The “difference” between corporations’ legal right
to use unlimited amounts of money to influence elections, campaigns and
political speech in general, and the right of unions and nonprofits to do the same—to
answer Naran Row-Spaulding’s question in the Comments section--is one of
proportionality.
Massive, financial juggernauts like Exxon Mobil,
Wal-Mart, GE and the like can easily outspend rag-tag, supporter-funded outfit
like Planned Parenthood. And they can certainly outspend financially-strapped
unions—most of which are financially, politically and culturally weaker than at
any other point in history. The way Row-Spaulding and the author describe it,
one is to believe a company like Wal-Mart—the nation’s largest retailer and
employer—would be afraid of losing business to the local mom-and-pop hardware
store down the street. (Again, none of the groups Row-Spaulding lists below—NEA,
AARP, Maine People’s Alliance, etc.—are for-profit corporations. Though, in
fairness, AARP has behaved more like a corporation than a nonprofit in recent
years, so I could conceivably give her that one.)

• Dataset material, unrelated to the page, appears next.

PR #114, opened 2019-02-24
Remoteid and group fixes

meling:
This PR contains a bundle of commits to refactor poorly designed code and to squash a few bugs. 

The main thing that is fixed is the group creation bug due to teacher changing the group.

This issue has nothing to do with corporation
members giving up their “rights as Americans” as Shumaker claims. Those of us
who support abolishing corporate personhood are in no way attempting to curb
anyone’s First Amendment rights. Rather, we are attempting to restore those of
the average citizen. His attempts, furthermore, to cast this as a "two-sided" issue by indicting liberal groups and unions are misguided. It is a definitively one-sided issue as corporations currently hold all the power in our country. In his attempt to defend corporations' "rights," Shumaker comes off as an apologist for the very totalitarianism he warns of.
Mr. Shumaker is certainly entitled to his own
opinion. But his understanding of the pervasive influence of corporate power in
our country today is shaky at best.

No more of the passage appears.